I’m very, very happy that “Cold Blue Plate Special” contains several visits from the continuity fairy, more than I thought we’d ever get. There’s the obvious follow ups with Ecklie leaving the hospital sooner than he should and limping about, as well as DB’s wife staying in Seattle with their daughter for a while longer. There’s also more subtle references like Wallace Langham and Elizabeth Harnois playing their characters as still awkward around each other because of the kiss from last episode.
Keeping these things in a rather body-of-the-week type episode is an excellent move. It helps non-arc episodes to feel like they aren’t so throwaway and that what happens to these characters week to week still matters, even if the plot is unrelated. I loved that the fallout from McKeen and the LVPD corruption scandal is still being felt even in a standalone episode to the point of hindering the investigation. One suspect brushes off the threat of a court order for his DNA sample because he knows that after the McKeen incident, the department’s having a tough time getting off the system’s shit list.
Not only that, this episode is tied to the series’ history in another way, by having the diner of death in question be one we’ve actually seen the CSIs eat at frequently throughout the entire run of the series. It may be a standalone episode for now, but having the shooting take place somewhere we’ve seen before, somewhere that means something to the characters again helps give it weight.

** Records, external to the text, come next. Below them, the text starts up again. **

PR #57, opened 2024-03-29
feat: added the missing pkg name to get releases

chefsale:
```
./test.sh
```

### DIFF
--- a/package-manager/contract/src/lib.rs
+++ b/package-manager/contract/src/lib.rs
@@ -58,7 +58,7 @@ impl Default for PackageManager {
 impl PackageManager {
     pub fn add_package(&mut self, name: String, description: String, repository: String) {
         if self.packages.contains_key(&name) {
-            panic!("Package already exists.")
+            env::panic_str("Package already exists.")
         }
 
         self.packages.insert(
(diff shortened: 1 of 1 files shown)


package-manager/contract/src/lib.rs
```diff
@@ -132,12 +134,14 @@ impl PackageManager {
             .collect()
     }
 
-    pub fn get_releases(&self, offset: usize, limit: usize) -> Vec<Release> {
+    pub fn get_releases(&self, name: String, offset: usize, limit: usize) -> Vec<Release> {
```
miraclx:
```suggestion
    pub fn get_releases(&self, name: String, offset: usize, limit: usize) -> Vec<&Release> {
```

package-manager/contract/src/lib.rs
```diff
@@ -132,12 +134,14 @@ impl PackageManager {
...
         self.releases
-            .values()
-            .flat_map(|version_map| version_map.values().cloned())
+            .get(&name)
+            .expect("Package doesn't exist.")
+            .iter()
             .skip(offset)
             .take(limit)
+            .map(|(_, release)| release.clone())
```
miraclx:
```suggestion
            .map(|(_, release)| release)
```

I must admit I’m getting more and more tired of Elizabeth Shue’s Finn. She arrives at the diner, where other CSIs are already working the scene, and then demands that everyone leave so she can have an hour to work on the blood spatter by herself. Excuse me? Then she goes so far as to tell DB to not bother coming because she can handle it herself. Yes, a diner with eight dead people in it. What makes her so damn special that no one else could possibly be of any use? What makes her so sure she can analyze the blood better than any of the older, more established characters?

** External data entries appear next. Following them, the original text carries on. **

PR #84, opened 2024-04-03
feat(admin-api): applications binary download

chefsale:
feat(admin-api): applications binary download

# Summary:
-> from Admin-UI select the package and release version to download
-> downloads the app wasm from the url saved in the contract and saves it under  `data/nodeX/apps/<app_name>/<release>/binary.wasm` 
-> verifies the release (if it fails deletes the local binary)
-> returns response (installed / failed + status)

### DIFF
--- a/crates/node/src/cli/init.rs
+++ b/crates/node/src/cli/init.rs
@@ -145,7 +145,6 @@ impl InitCommand {
                         enabled: true,
                         application_dir: root_args.home.join("apps"),
                     }),
-                    graphql: Some(calimero_server::graphql::GraphQLConfig { enabled: true }),
                     jsonrpc: Some(calimero_server::jsonrpc::JsonRpcConfig { enabled: true }),
                     websocket: Some(calimero_server::ws::WsConfig { enabled: true }),
                 },
--- a/Cargo.lock
+++ b/Cargo.lock
@@ -1140,8 +1140,8 @@ dependencies = [
  "calimero-primitives",
  "calimero-runtime",
  "calimero-server-primitives",
- "camino",
  "calimero-store",
+ "camino",
  "chrono",
  "color-eyre",
  "ed25519-dalek",
@@ -2782,20 +2782,6 @@ dependencies = [
  "tokio",
  "tokio-util 0.7.10",
  "tracing",
-]
-
-[[package]]
-name = "handlebars"
-version = "4.5.0"
-source = "registry+https://github.com/rust-lang/crates.io-index"
-checksum = "faa67bab9ff362228eb3d00bd024a4965d8231bbb7921167f0cfa66c6626b225"
-dependencies = [
- "log",
- "pest",
- "pest_derive",
- "serde",
- "serde_json",
- "thiserror",
 ]
 
 [[package]]


crates/node/src/cli/init.rs
```diff
@@ -2,7 +2,10 @@ use std::fs;
 use std::net::IpAddr;
 
 use calimero_network::config::{BootstrapConfig, BootstrapNodes, DiscoveryConfig, SwarmConfig};
-use calimero_node::config::{self, ConfigFile, NetworkConfig, StoreConfig};
+use calimero_node::{
```
miraclx: Please split these up, or run:

```console
cargo +nightly fmt
```

crates/server/src/admin.rs
```diff
@@ -1,2 +1,291 @@
...
+use std::io::Write;
+use std::sync::Arc;
+
+use axum::http::StatusCode;
+use axum::response::IntoResponse;
+use axum::routing::{get, post};
+use axum::{Extension, Json, Router};
+use base64::engine::general_purpose::STANDARD;
+use base64::Engine;
+use eyre::eyre;
```
miraclx: Let's localize this import. use `eyre::eyre!()` at the calling position.

crates/server/src/admin/service.rs
```diff
@@ -42,11 +52,15 @@ pub(crate) fn setup(
...
     let session_layer = SessionManagerLayer::new(session_store);
+    let state = Arc::new(ServiceState {
+        application_dir: config.application_dir.clone(),
+    });
     let admin_router = Router::new()
         .route("/health", get(health_check_handler))
         .route("/root-key", post(create_root_key_handler))
         .route("/request-challenge", post(request_challenge_handler))
         .route("/install-application", post(install_application_handler))
+        .layer(Extension(state))
```
MatejVukosav, line 68: check `with_state` method

crates/server/src/admin/service.rs
```diff
@@ -221,24 +235,71 @@ pub async fn get_release(application: &String, version: &String) -> eyre::Result
     if let QueryResponseKind::CallResult(result) = response.kind {
         return Ok(from_slice::<Release>(&result.result)?);
     } else {
-        eyre::bail!("Failed to fetch data from the rpc endpoint")
+        Err(eyre!("Failed to fetch data from the rpc endpoint"))
```
MatejVukosav: Isn't bail exactly the same thing?

crates/server/src/admin/service.rs
```diff
@@ -221,24 +235,71 @@ pub async fn get_release(application: &String, version: &String) -> eyre::Result
...
+async fn install_application_handler(
+    Extension(state): Extension<Arc<ServiceState>>,
+    session: Session,
+    Json(req): Json<InstallApplicationRequest>,
+) -> impl IntoResponse {
+    let result = install_application(&req.application, &req.version, &state.application_dir).await;
+
+    match result {
+        Ok(()) => (StatusCode::OK, "Application Installed"),
+        Err(_) => (StatusCode::BAD_REQUEST, "Failed to install application"),
```
MatejVukosav: It may be interesting to know why install failed

crates/server/src/admin.rs
```diff
@@ -1,2 +1,291 @@
...
+
+#[derive(Debug, Deserialize)]
+pub struct Release {
+    pub version: String,
+    pub notes: String,
+    pub path: String,
+    pub hash: String,
+}
+
+pub async fn get_release(application: &String, version: &String) -> eyre::Result<Release> {
```
miraclx: wherever possible, try to reduce the requirement to `&str` unless you're absolutely certain you need a reference to the owned value.

crates/server/src/admin.rs
```diff
@@ -1,2 +1,291 @@
...
+use base64::engine::general_purpose::STANDARD;
+use base64::Engine;
+use eyre::eyre;
+use near_jsonrpc_client::{methods, JsonRpcClient};
+use near_jsonrpc_primitives::types::query::QueryResponseKind;
+use near_primitives::types::{AccountId, BlockReference, Finality, FunctionArgs};
+use near_primitives::views::QueryRequest;
+use rand::{thread_rng, RngCore};
+use serde::{Deserialize, Serialize};
+use serde_json::{from_slice, json};
```
miraclx: localize the use of `from_slice`, it has an ambiguous name.

crates/server/src/admin/service.rs
frdomovic: updated

crates/server/src/admin/service.rs

crates/server/src/admin/service.rs
frdomovic: added the error message parsing

crates/node/src/cli/init.rs
frdomovic: used the command to split

crates/server/src/admin.rs
frdomovic: updated

crates/server/src/admin.rs
frdomovic: updated

crates/server/src/admin.rs
frdomovic: updated

crates/server/src/admin/service.rs
miraclx: I'd be concerned here, because the `Router` is `nest`-ed into the main `Router` for all services, implying all other services now have the same state as this service.

Use `Extension` instead to keep things scoped out.

https://docs.rs/axum/latest/axum/extract/struct.State.html#combining-stateful-routers

Not a huge problem atm because no other service uses the `State<_>` extractor, but it's one of those things to keep in mind.

crates/server/src/admin/service.rs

Thankfully, she isn’t granted this request, but the dickery continues with her super-spatter analysis powers kicking in just in time to tell a police officer not to step on a severed finger that was lying behind the counter. Which she hadn’t even looked behind yet. That’s all well and good; if you see a body with a severed finger and look at the blood spatter you can probably guess where the finger went. But I’m sorry, I call bullshit that she can correctly deduce in her head that the finger would be ten inches from the officer’s boot. No. Just no. About the only moment I liked from Shue this week was when she was running through the order in which the victims were shot with DB.

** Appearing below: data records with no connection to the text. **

PR #89, opened 2024-04-04
feat: implement jsonrpc client sdk

fbozic:


packages/calimero-sdk/src/rpc.ts
```diff
@@ -0,0 +1,92 @@
...
+export interface RpcClient {
+    call(params: RpcCallRequestParams, config: RequestConfig): Promise<RpcCallResponse>;
+    callMut(params: RpcCallRequestParams, config: RequestConfig): Promise<RpcCallResponse>;
+}
+
+export interface RequestConfig {
+    timeout?: number
+}
+
+// **************************** request *******************************
```
xilosada: Is this a code convention?

fbozic: not really, we have it like that in rust. probably can be removed in both places.

PR #102, opened 2024-04-08
sdk: codegen

miraclx:
Add macros for SDK code generation

- `#[app::logic]`
- `#[app::state]` & `#[app::state(emits = for<'a> Event<'a>)]`
- `#[app::event]`
- `app::emit!()`

I tried to avoid side-effect patterns, but this way of emitting events was the most intuitive, permitting event emission from anywhere, but ultimately, giving the liberty to determine which events should be serialized over the wire as "app-events" to the app author.

In a follow up PR, I'll define nested relationships between events, permitting an `#[app::event]` item to embed other `#[app::event]` items, delegating its serialization to the other event. (https://github.com/calimero-network/core/issues/243)

I went with this approach because I want to define a standard for what events look like. So they don't switch up on you and you have to test everything.

~In a follow up PR, I'll add the host syscalls for smuggling events, distinguishing them from logs.~ Done

~I also need to decouple the event item parsing to prevent serde injection. Yum~ Done, now I need to impl custom serialization to match the encode pattern defined in `AppEvent`. (https://github.com/calimero-network/core/issues/244)

I also need to clean up the tests, add all the cases living rent free in my head, as well as the documentation. (https://github.com/calimero-network/core/issues/245)

Follow up PR, follow up PR, follow up PR

But I'm pretty happy with what we have so far.

Notes for myself in a future PR:

~the proc-macro `emit!` doesn't play well with rust-analyzer, so I can't cmd select items. Needs investigating. Worst case, introduce an intermediate crate `calimero-sdk-macros-impl`, lol. That contains `macro_rules!` definitions that are annotated with `#[macro_export]` and can be carefully exposed in `calimero_sdk::app` like the rest of the proc macros.~

Restarted my computer and this has since been resolved, not sure if it's due to RA getting refreshed or if it got updated.

### DIFF
--- a/crates/sdk/macros/src/event.rs
+++ b/crates/sdk/macros/src/event.rs
@@ -34,13 +34,19 @@ impl<'a> ToTokens for EventImpl<'a> {
             #orig
 
             impl #impl_generics ::calimero_sdk::event::AppEvent for #ident #ty_generics #where_clause {
-                fn encode(&self) -> ::calimero_sdk::event::EncodedAppEvent {
+                fn kind(&self) -> ::std::borrow::Cow<str> {
                     // todo! revisit quick
                     match ::calimero_sdk::serde_json::to_value(self) {
-                        Ok(data) => ::calimero_sdk::event::EncodedAppEvent {
-                            kind: ::std::borrow::Cow::Owned(data["kind"].as_str().expect("Failed to get event kind").to_string()),
-                            data: ::std::borrow::Cow::Owned(::calimero_sdk::serde_json::to_vec(&data["data"]).expect("Failed to serialize event data")),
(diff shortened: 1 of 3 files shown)


apps/kv-store/src/lib.rs
```diff
@@ -1,35 +1,59 @@
...
 
+#[app::event]
+pub enum Event<'a> {
+    Inserted { key: &'a str, value: &'a str },
+    Updated { key: &'a str, value: &'a str },
+    Removed { key: &'a str },
+    Cleared,
+}
+
+#[app::logic]
```
fbozic, line 21: looks amazing, great stuff 🚀

PR #174, opened 2024-04-22
fix(admin-api): additional brackets

frdomovic:
# fix(admin-api): additional brackets


crates/server/src/admin/service.rs
```diff
@@ -351,7 +351,7 @@ async fn fetch_application_handler(
     Extension(state): Extension<Arc<AdminState>>,
 ) -> impl IntoResponse {
 
-    if(!&state.service.application_dir.exists()){
+    if !&state.service.application_dir.exists() {
```
miraclx: shouldn't be necessary, I believe

```suggestion
    if !state.service.application_dir.exists() {
```

PR #175, opened 2024-04-22
feat(admin-ui): add version and id to applications list

frdomovic:
# feat(admin-ui): add version and id to applications list
 
## Summary:
Add application id and version to apps table list with option to copy id.

Fixes # [C20-55](https://calimero.atlassian.net/browse/C20-55)

### DIFF
--- a/node-ui/src/api/dataSource/AppsDataSource.js
+++ b/node-ui/src/api/dataSource/AppsDataSource.js
@@ -11,11 +11,11 @@ export class AppsDataSource {
       if (response?.apps) {
         return response.apps;
       } else {
-        return {};
+        return [];
       }
     } catch (error) {
       console.error("Error fetching installed applications:", error);
-      return {};
+      return [];
     }
   }
 }
--- a/crates/server/src/admin/service.rs
+++ b/crates/server/src/admin/service.rs
@@ -1,4 +1,3 @@
-use std::collections::HashMap;
 use std::error::Error;
 use std::fmt::{self, Display, Formatter};
 use std::fs::{self, File};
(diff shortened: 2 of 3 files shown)


node-ui/src/api/dataSource/AppsDataSource.js
```diff
@@ -9,12 +9,13 @@ export class AppsDataSource {
     try {
       const response = await this.client.get("/admin-api/applications");
       if (response?.apps) {
-        return Object.keys(response.apps);
+        return response.apps;
       } else {
-        return [];
+        return {};
```
MatejVukosav: shouldn't this be an empty array?

node-ui/src/constants/en.global.json
```diff
@@ -17,6 +17,8 @@
             "title": "Applications",
             "headerNameText": "Name",
             "headerDescText": "Description",
+            "headerVersionText": "Version",
```
MatejVukosav, line 20: Maybe latest version as you can have more versions

frdomovic: admin api only returns latest version installed so there will never be more than 1 version of the same application in the list

node-ui/src/api/dataSource/AppsDataSource.js
frdomovic: previous implementation where i only used applications id array ( Object.keys(x)) . now since i need version as well which is value of the json object i return empty json {}. Later it checks  Object.keys(response).length so its covered the right way and using array here would throw error.
The object returned from api looks like this 
`
{
"hash1" : "1.0.0",
"hash2" : "1.0.1",
"hash3": "1.4.3"
}
`
And its not array but parsed JSON version of hashmap

node-ui/src/constants/en.global.json
MatejVukosav: Ok, forgot that this is the list of installed applications only.

node-ui/src/api/dataSource/AppsDataSource.js
MatejVukosav: Huh, why are we using object for a list? :/ API should return list of applications where each app in this example have only hash value.

frdomovic: Updated api to return list to looks like 
`[{ id: "hash1", version: "1.0.0"}, {...}, {...}]`

PR #210, opened 2024-04-23
feat(admin-ui): error handling for package - release upload

frdomovic:
# feat(admin-ui): error handling for package - release upload
 
## Summary:
Error handling for adding new package and release to package. The error at the end "package does not exist" is because contract error handling needs to be updated.  It takes the id as sha256(name+signer) but it should check if the signer is owner

Fixes # C20-56

### DIFF
--- a/node-ui/src/pages/UploadApp.jsx
+++ b/node-ui/src/pages/UploadApp.jsx
@@ -157,7 +157,7 @@ export default function UploadApp() {
           ?.ExecutionError ?? "An error occurred while adding the package";
 
       setDeployStatus({
-        title: "Failed to add Package",
+        title: "Failed to add package",
         message: errorMessage,
         error: true,
       });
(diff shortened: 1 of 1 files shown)


node-ui/src/pages/UploadApp.jsx
```diff
@@ -15,28 +15,69 @@ import * as nearAPI from "near-api-js";
...
+    fetchWalletAccounts();
+  }, []);
 
   const addWalletAccount = async () => {
     const selector = await setupWalletSelector({
       network: import.meta.env.VITE_NEAR_ENVIRONMENT ?? "testnet",
       modules: [setupMyNearWallet()],
     });
     const wallet = await selector.wallet("my-near-wallet");
+    await wallet.signOut();
```
frdomovic, line 80: This wont work if the user is signed in already thats why this signOut is added. Only 1 account can be "active" "logged in" with this approach

MatejVukosav: There is an option to switch wallet if you are already logged in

Everyone else got some nice moments this week, like the aforementioned Hodges/Morgan awkwardness. Greg locks himself in the freezer by accident like Vincent did and doesn’t want to admit it to Finn, Nick is visibly quite shaken with what’s happened to his favorite restaurant, Doc Robbins gets to be a right badass and Sara lays an epic verbal beatdown on a stalker. We were a little light on the Danson this week, but everyone else more than made up for it. EXCEPT YOU, SHUE!
It’s familiar territory in a lot of ways, but nice touches of continuity make the episode much stronger than it would have been otherwise. I was genuinely intrigued by the mystery and I was pleasantly surprised by many of the twists, which is always a good sign. Looks like Season 13 is off to a rock-solid start. At its worst, body-of-the-week CSI makes the resolution painfully obvious far too early, at its best, you get an engrossing episode like this one.